Issue #4593, opened 2022-11-23
Recent transactions widget not rendered


ManuGowda:
### Expected behavior

Should render recent transactions widget
- Should show recent transactions when an account has transactions
- Should show empty widget when  an account has no transactions
<img width="1491" alt="Screenshot 2022-11-23 at 12 05 11 PM" src="https://user-images.githubusercontent.com/6449871/203485415-33b7a36a-4b56-4a6c-b5b0-30541ec0163b.png">
<img width="1465" alt="Screenshot 2022-11-23 at 12 05 30 PM" src="https://user-images.githubusercontent.com/6449871/203485421-0b5b43a6-6442-4503-b12f-cb730b0e9e09.png">

### Actual behavior

Recent transactions widget not rendered

### Steps to reproduce

- Add an account 
- Navigate to dashboard

### Which version(s) does this affect? (Environment, OS, etc...)
v3

PR #4694, opened 2023-01-02
Update recent transactions widget 

### LINKED ISSUE #4534: Update recent transactions widget
### Description
Recent transaction in dashboard also transaction list in wallet is still using withdata to fetch data its need to be adopt with useQuery api call

### Acceptance Criteria
- Integrate Api call with useTransactions hook
- Make sure [design](https://www.figma.com/file/KcrDpvWEKQhdGwNd4CZ5NY/Desktop-Prototype?node-id=124%3A77502) requirement is matched
- Integrate with queryTable in order to show loading state
- Adopt unit test

reyraa:
### What was the problem?

This PR resolves #4534

### How was it solved?

This seems to be a follow up ticket to #4593. I've already updated the design and used the `useTransactions` hook. The only thing left is the use of QueryTable which I've done it here.

### How was it tested?

Tested manually.

### DIFF
--- a/src/modules/transaction/components/RecentTransactions/RecentTransactions.js
+++ b/src/modules/transaction/components/RecentTransactions/RecentTransactions.js
@@ -13,7 +13,7 @@ import BoxHeader from 'src/theme/box/header';
 import BoxContent from 'src/theme/box/content';
 import BoxEmptyState from 'src/theme/box/emptyState';
 import Icon from 'src/theme/Icon';
-import Table from 'src/theme/table';
+import { QueryTable } from '@theme/QueryTable';
 import TransactionRow from '../TransactionRow';
 import styles from './RecentTransactions.css';
 import header from './RecentTransactionsHeaderMap';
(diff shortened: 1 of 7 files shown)


src/modules/transaction/components/RecentTransactions/RecentTransactions.js
```diff
@@ -63,14 +63,14 @@ const RecentTransactions = ({ className, t }) => {
...
       </BoxHeader>
       <BoxContent className={styles.content}>
-        <Table
-          data={transactions?.data || []}
-          isLoading={transactions?.isLoading}
+        <QueryTable
+          queryHook={useTransactions}
+          queryConfig={{ config: {
+            params: { limit: 5, address: host },
+            options: { enabled: !!host }
```
eniolam1000752: I think for readability, instead of making the variable name `host`, it an be `currentAddress` or `hostAddress`

eniolam1000752 (changes requested):

src/theme/QueryTable/QueryTable.js
```diff
@@ -40,6 +41,12 @@ export const QueryTable = ({
     </LoadNewButton>
   ) : null;
 
+  useEffect(() => {
+    if (isFetched && typeof props.onFetched === 'function') {
```
oskarleonard: `if (isFetched && typeof onFetched === 'function') {`

`onFetched` seems to only be part of the `QueryTable` api, `Table` will never need it?

Maybe better to destruct it in `QueryTable` props to prevent passing dead props to Table.
```export const QueryTable = ({ queryHook, xxx, transformResponse,  onFetched, ...props```

reyraa: Total agree with you, but this would be refactoring QueryTable. I have no idea how many places I'll break. This deserves a dedicated ticket.

src/modules/transaction/components/RecentTransactions/RecentTransactions.js
reyraa: Renamed it in the recent transactions component.

src/theme/QueryTable/QueryTable.js
oskarleonard: I think you misunderstood me but then i see your last commit and it seems like you understood me after all :D

oskarleonard (approved):

eniolam1000752 (approved):

Issue #4632, opened 2022-12-04
Adapt fee computation for all transactions


sridharmeganathan:
### Description

Adapt the Lisk protocol fee calculation.

##### Compute minimum fee 

All transactions in Lisk has minimum fee, calculate the [minFee](https://github.com/LiskHQ/lisk-sdk/blob/f6641aca002a563b8cd8c19729b3f3479a36c0d8/elements/lisk-transactions/src/fee.ts#L28) using following function by passing the valid input parameter based transaction (e.g for multisignature registration/transaction from multsig account requires particular options to be passed to work properly)

##### Token transfer

- call token_getInitializationFees to get the set fees
e.g 
```
/api/v3/invoke

{
 "endpoint": "token_getInitializationFees",
  "params": {}
}
```
- check if recipientAddress exists on the chain by token_userAccountExists
- if recipientAddress does not exist, add userAccount fee to the fee
- Use `Fees` subtitle [`Account initialization`](https://www.figma.com/file/KcrDpvWEKQhdGwNd4CZ5NY/Desktop-Prototype?node-id=111%3A81733&t=3px49TNHq2uSvQZf-4)
  - Once an account has been initialised do not show Initialisation fee

##### Transfer CrossChain

- call token_getInitializationFees to get the set fees
- check if receivingChainID exists on the chain by token_escrowAccountExists
- if receivingChainID does not exist, add escrowAccount fee to the fee
- Use `Fees` subtitle [`Account initialization`](https://www.figma.com/file/KcrDpvWEKQhdGwNd4CZ5NY/Desktop-Prototype?node-id=111%3A81733&t=3px49TNHq2uSvQZf-4)
 - Once an account has been initialised do not show Initialisation fee

##### Register Validator

- call pos_getRegistrationFee to get the fee
- when calling registerValidator command, add the fee
- Use `Fees` subtitle `Registration`

### Additional Information

- Use `invoke` endpoint with `endpoint` name and `params` to call below mentioned endpoints
- Show additional fee where required (e.g do not show initialisation fee on register validator flow, rather show registration fee)
  - Use correct title for following transactions:
    -  Token transfer, Transfer CrossChain, Reclaim, Register Multisignature: `Account initialization`
    - Register Validator: `Registration`
    - Transactions that do not have extra command fees: `Stake, Unstake, Unlock`
  - Ensure the UI and logic are updated to handle the above cases
- Consider caching the fee related endpoints as they wont change
[...]

PR #4695, opened 2023-01-02
Adapt the transaction creation and summary views to the new design guidelines

### LINKED ISSUE #4391: Adapt the transaction creation and summary views to the new design guidelines
### Description
Following the new design changes, we now have new styles for labels and values in all transaction forms. The transaction priority and fee values are also slightly different. We should make sure all forms and summery screens look similar to the designs.

### Motivation
- Adapt to the design guide
- Create a consistent user experience 
- The transaction form for all types for transactions design should be updated
  - We have only updated token transfer and few other transactions
  - We need to cross check following transaction design
    - Reclaim
    - Multi-signature registration
    - Delegate registration
    - Voting
    - Unlocking
    
### More Information
The differences are limited to:
- The back button has a different design and location.
- The "Continue" buttons have different
   - Title
   - Width
   - Border radius
- The screen title seems to have a different typography
- Input border color, and border radius, and value font size and weight are different.
- The form field title has a different typography. Same goes for the titles in the summary step, and the value of each title in the summary step.
- The password input step has different
   - Typography
   - Button title
   - Input spacing and border colors
   - Also the account information, unlike in the design, is not displayed in the app.

eniolam1000752:
### What was the problem?

This PR resolves #4391 

### How was it solved?
Resolve UI defects on the following transaction types;

- [x] `send token` flow
- [x] `register validator` flow
- [x] `Multi signature` tx flows
- [x] `Reclaim` transaction flow 
- [x] `Staking` flow
- [x] fix unit tests

### How was it tested?

- Visually
- jest


oskarleonard:
I dont see any code in this PR that requires us to update our package-lock.json files

src/modules/legacy/components/AccountsComparison/index.js
```diff
@@ -16,7 +16,12 @@ const AccountsComparison = ({ t }) => {
   useDeprecatedAccount();
   useSchemas();
   const wallet = useSelector(selectActiveTokenAccount);
+  const nonce = wallet.sequence?.nonce;
   const hasEnoughBalance = Number(wallet.token?.[0]?.availableBalance) >= dustThreshold;
+  const hasDepositedTokens = useMemo(
```
oskarleonard: Feels unjustified to use useMemo for this calculation. Using useMemo also has its performance implications, for example, it does a `shouldThisUpdate` operation, which could have worse performance than checking `hasEnoughBalance && nonce >= 0`... 

I comment this because i see that we have a very generous useMemo/useCallback pattern i this codebase. useMemo and React.memo should not be thought of as guarantees of freezing a value, it is better to first not use them to make sure code works without them (very difficult bugs can appear if thinking of them as "freezing a value") and later optimize.

src/modules/legacy/components/Status/Status.js
```diff
@@ -5,7 +5,7 @@ import statusMessages from './statusMessages';
 import styles from './status.css';
 
 const Status = ({
-  account, transactions, t,
+  account, transactions, t, prevStep
```
oskarleonard: I cannot see that we pass in `prevStep` as a prop to `<Status`, or is it from the MultiStep component? The name prevStep seems like a very specific name for an unspecific component, maybe `onRetry` would be better?

libs/wcm/constants/permissions.js
```diff
@@ -1,5 +1,5 @@
 export const SIGNING_METHODS = {
```
oskarleonard, line 1: NRTTF (not related to this file)
I dont see any code in this PR that requires us to update our package-lock.json files

src/modules/pos/validator/components/RegisterValidatorView/index.js
```diff
@@ -7,19 +7,27 @@ import Summary from '../RegisterValidatorSummary';
...
-      <Form t={t} />
-      <Summary t={t} />
-      <TxSignatureCollector t={t} />
-      <Status t={t} />
-    </MultiStep>
-  </Dialog>
-);
+const RegisterValidator = ({ history, t }) => {
+  const [isStepTxSignatureCollector, setIsStepTxSignatureCollector] = useState(false);
+  const onMultiStepChange = useCallback(({ step: { current } }) => {
```
oskarleonard, line 14: Similar to `useMemo` in the case that our MultiStep component is not optimised enough to make this a performance optimisation it will instead lead to wore performance and more complicated code.

src/theme/dialog/dialog.js
```diff
@@ -8,22 +8,21 @@ import Description from './description';
...
-const Dialog = ({
-  children, hasClose, hasBack, className, history,
-}) => {
+const Dialog = ({ children, hasClose, hasBack, className, history, size }) => {
   const onCloseClick = () => removeSearchParamsFromUrl(history, ['modal'], true);
   const onBackClick = () => history.goBack();
 
   return (
-    <div className={`${styles.wrapper} ${className}`}>
+    <div className={`${styles.wrapper} ${className} ${size ? styles[size] : ''}`}>
```
oskarleonard, line 16: if className and size are undefined it will look like this in the dom:
`class="wrapper  ">`

Excellent case for classNames lib to clean the dom and simplify the condition
`className={classNames(styles.wrapper, className, size && styles[size])}`

Now if they are empty, dom will look like:
`class="wrapper">`

src/modules/legacy/components/Status/Status.js
eniolam1000752: so prevStep is a function exposed by the `<MultiStep />` component to its children to navigate between child steps

libs/wcm/constants/permissions.js
eniolam1000752: I don't understand this comment

src/modules/pos/validator/components/RegisterValidatorView/index.js
eniolam1000752: The reason for this is because navigating between steps would cause a re-render every time since we want to track the step the `multistep` component has taken but all we need is a function that wouldn't get re-instantiated every time this occurs the reason, why I strongly advise we have a useCallback wrapping this function. 

Assuming the number of renders done by the host component isn't affected by stepping through the children then just  having a function would have been preferred. @oskarleonard @soroushm

src/theme/dialog/dialog.js
eniolam1000752: yhea true we could easily write one or use a package like `classNames` that simply performs this but I think that would be going out of scope for now on this PR

libs/wcm/constants/permissions.js
oskarleonard: Just wondering why the lock files are pushed for this PR? What new packaged do we need to update to make the changes in this PR run?

ManuGowda (changes requested):
@eniolam1000752 success and error screen needs some UI changes, please address these comments  

Screenshot 2023-01-09 at 10 43 49 AM
Screenshot 2023-01-09 at 10 26 55 AM

src/modules/pos/validator/components/RegisterValidatorView/index.js
oskarleonard: I understand that this is what we wanted to achieve. However, adding a callback here will not prevent that and It would still re-render as many times as if we dont have a callback here.

src/theme/dialog/dialog.js
oskarleonard: Just wanted to share that we actually have classnames installed now :D

src/modules/legacy/components/Status/Status.js
oskarleonard: Where are we using this legacy status with our forms? The statuses in the multistep seems to be specific statuses components.

src/modules/pos/validator/components/RegisterValidatorView/index.js
soroushm: @eniolam1000752 if the function in children is not a dependencies is not helping any how, unlike useMemo useCallback will memoize by each render that means its increase the memory usage

src/modules/token/fungible/components/SendView/index.js
```diff
@@ -12,22 +13,27 @@ import Status from '../SendStatus';
...
       <MultiStep
         key="send"
         finalCallback={backToWallet}
+        onChange={onMultiStepChange}
         className={styles.wrapper}
       >
         <Form initialValue={initialValue} />
         <Summary />
-        <TxSignatureCollector />
+        <TxSignatureCollector confirmText="Confirm and Sign" />
```
soroushm: missing translation
```suggestion
        <TxSignatureCollector confirmText={t("Confirm and Sign" )}/>
```

src/modules/pos/validator/components/RegisterValidatorView/index.js
soroushm: by the way i think it can be simplify by 
```js
const dialogSize = useMemo(
() => [2, 3].includes(current) ? 'sm' : undefiend
, [current]);
```

```
<Dialog hasClose size={dialogSize}>
```

ManuGowda (dismissed):

ManuGowda (dismissed):

src/modules/common/components/customRoute/index.js
```diff
@@ -46,13 +46,22 @@ const CustomRoute = ({ path, exact, isPrivate, forbiddenTokens, component, t, hi
     );
   }
 
+  // Redirect back to actual path when an account is not reclaimable
+  if (isMigrated && path === routes.reclaim.path) {
+    history.goBack();
+    return <div/>
```
soroushm: please redirect it to the dashboard 
```suggestion
     return <Redirect to={`${routes.dashboard.path}`} />;
```

src/modules/legacy/components/AccountsComparison/index.js
```diff
@@ -16,7 +16,9 @@ const AccountsComparison = ({ t }) => {
   useDeprecatedAccount();
   useSchemas();
   const wallet = useSelector(selectActiveTokenAccount);
-  const hasEnoughBalance = Number(wallet.token?.[0]?.availableBalance) >= dustThreshold;
+  const nonce = wallet.sequence?.nonce;
+  const hasEnoughBalance = +wallet.token?.[0]?.availableBalance >= dustThreshold;
```
soroushm: +string is not readable plese use number function

src/modules/legacy/components/AccountsComparison/index.js
```diff
@@ -77,47 +75,45 @@ const AccountsComparison = ({ t }) => {
                 </>
               </Tooltip>
               <br />
-              {!hasEnoughBalance && (
```
soroushm, line 80: why this condition is removed?

src/modules/legacy/components/AccountsComparison/index.js
```diff
@@ -77,47 +75,45 @@ const AccountsComparison = ({ t }) => {
...
                 )}
               </span>
             </div>
           </li>
         </ul>
       </section>
-      <DialogLink component="reclaimBalance">
-        <PrimaryButton className={styles.button} disabled={!hasEnoughBalance}>
+      <DialogLink component="reclaimBalance" data={{ tokenID: wallet.token?.[0]?.tokenID }}>
+        <PrimaryButton className={styles.button} disabled={!hasDepositedTokens}>
```
soroushm: user may have blance with nonce 0 they should be allowed to be claim their amount 
its looks wrong to me
@ManuGowda what's your openion here?

src/modules/legacy/components/Status/status.test.js
```diff
@@ -1,15 +1,20 @@
...
 import TxBroadcaster from '@transaction/components/TxBroadcaster';
 import accounts from '@tests/constants/wallets';
+import { useCommandSchema } from '@network/hooks';
+import { mockCommandParametersSchemas } from 'src/modules/common/__fixtures__';
 import Status from './Status';
 
 jest.mock('@libs/wcm/hooks/useSession', () => ({
   respond: jest.fn(),
 }));
+jest.mock('@network/hooks');
```
soroushm: you should not ever mock entier directory 😭😭😭😭😭😭
its coused an issue all of the hooks on the directory will break on the test and in some how may effected on the other testes use jest.spyOn insted of mock

```js
import * as networkhook from @network/hooks

jest.spyOn(networkhook, 'useCommandSchema')

useCommandSchema.mockImplementation(() => ({
```

cc @eniolam1000752 @ikem-legend @reyraa @oskarleonard @ManuGowda

src/modules/legacy/components/Summary/Summary.js
```diff
@@ -19,35 +19,37 @@ const Summary = ({ history, balanceReclaimed, nextStep, wallet, t, fees }) => {
...
-  };
+  const { minFee } = useTransactionFeeCalculation({
+    selectedPriority,
+    priorityOptions,
+    token,
+    wallet,
+    transactionJSON,
+  });
+
+  const accountInitializationFee = 0.04; // @TODO: https://github.com/LiskHQ/lisk-sdk/blob/f732135e90cd2f1ba1fd46dad045041e289f8763/framework/src/modules/token/constants.ts#L35
```
soroushm: please always add issue number to the todo #4632

src/modules/legacy/components/Summary/summary.test.js
```diff
@@ -10,17 +11,24 @@ import flushPromises from '@tests/unit-test-utils/flushPromises';
...
+const mockTxFeeCalculationFn = jest.fn();
+
 jest.mock('@auth/hooks/queries');
 jest.mock('@account/hooks', () => ({
   useCurrentAccount: jest.fn(() => [mockedCurrentAccount, jest.fn()]),
 }));
 
 jest.mock('@transaction/hooks/useTransactionFeeCalculation');
 jest.mock('@transaction/api');
+jest.mock('@network/hooks');
```
soroushm: same mock issue here

src/modules/legacy/components/Summary/summary.test.js
```diff
@@ -128,4 +140,23 @@ describe('Reclaim balance Summary', () => {
...
+    useTransactionFeeCalculation.mockImplementation((params) => {
+      mockTxFeeCalculationFn(params);
+      return {
+        minFee: { value: 0.001 },
+      };
+    });
+    mountWithCustomRouterAndStore(Summary, props, state);
+
+    act(() => {
+      expect(mockTxFeeCalculationFn).toHaveBeenCalledWith(
```
soroushm, line 155: it should be like
```
 expect(useTransactionFeeCalculation).toHaveBeenCalledWith(smt)
 
 ```

soroushm (changes requested):

src/modules/common/components/customRoute/index.js
ManuGowda: @soroushm  I think the scenario is different here, imagine you have already reclaimed the tokens and for some reason you navigate to explicitly to `/reclaim` then you should be redirected to where you were last e.g if i was in `/validators` tab and typed `/reclaim` then i should be navigated back to `/validator` and not `/dashboard`?

src/modules/legacy/components/AccountsComparison/index.js
ManuGowda: I think that logic was invalid, now we are checking for both balance and nonce, try to reclaim you see the user journey changes

ManuGowda (approved):

soroushm (approved):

•••••

* _EXERCISE BRIEF_: Only the lines above starting at the one containing "- if receivingChainID" and ending at the one containing "- Use correct", both included, are to be returned, exactly as they read.

* _REPLY_:
- if receivingChainID does not exist, add escrowAccount fee to the fee
- Use `Fees` subtitle [`Account initialization`](https://www.figma.com/file/KcrDpvWEKQhdGwNd4CZ5NY/Desktop-Prototype?node-id=111%3A81733&t=3px49TNHq2uSvQZf-4)
 - Once an account has been initialised do not show Initialisation fee

##### Register Validator

- call pos_getRegistrationFee to get the fee
- when calling registerValidator command, add the fee
- Use `Fees` subtitle `Registration`

### Additional Information

- Use `invoke` endpoint with `endpoint` name and `params` to call below mentioned endpoints
- Show additional fee where required (e.g do not show initialisation fee on register validator flow, rather show registration fee)
  - Use correct title for following transactions:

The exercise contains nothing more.